* **Your objective**:
All that is wanted is a word-for-word copy of the line with "- [ ] Should some" and every line after it in the data below.

═════ Provided entries ═════

PR #287, opened 2021-02-03
cli: minimal retry

Ptival:
This adds a retry behavior to wrapped SemTK commands that may fail due to
temporary network conditions.

Questions:
- [ ] Is this enough?
- [ ] Should some commands **not** be retried?
- [ ] Should the delay be user-controlled?
- [ ] Should the decision of allowing retries be user-controlled?

### DIFF
--- a/cli/rack/__init__.py
+++ b/cli/rack/__init__.py
@@ -153,7 +153,6 @@ def retry_on_exception(func: Decoratee) -> Decoratee:
             print(f"This command raised an exception, will attempt retrying in {RETRY_DELAY} seconds... Press ^C to abort.")
             time.sleep(RETRY_DELAY)
             return wrapper(*args, **kwargs)
-        return result
     return cast(Decoratee, wrapper)
 
 # Bug https://github.com/PyCQA/pylint/issues/1953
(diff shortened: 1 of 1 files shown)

═════

* **Result**:
- [ ] Should some commands **not** be retried?
- [ ] Should the delay be user-controlled?
- [ ] Should the decision of allowing retries be user-controlled?

### DIFF
--- a/cli/rack/__init__.py
+++ b/cli/rack/__init__.py
@@ -153,7 +153,6 @@ def retry_on_exception(func: Decoratee) -> Decoratee:
             print(f"This command raised an exception, will attempt retrying in {RETRY_DELAY} seconds... Press ^C to abort.")
             time.sleep(RETRY_DELAY)
             return wrapper(*args, **kwargs)
-        return result
     return cast(Decoratee, wrapper)
 
 # Bug https://github.com/PyCQA/pylint/issues/1953
(diff shortened: 1 of 1 files shown)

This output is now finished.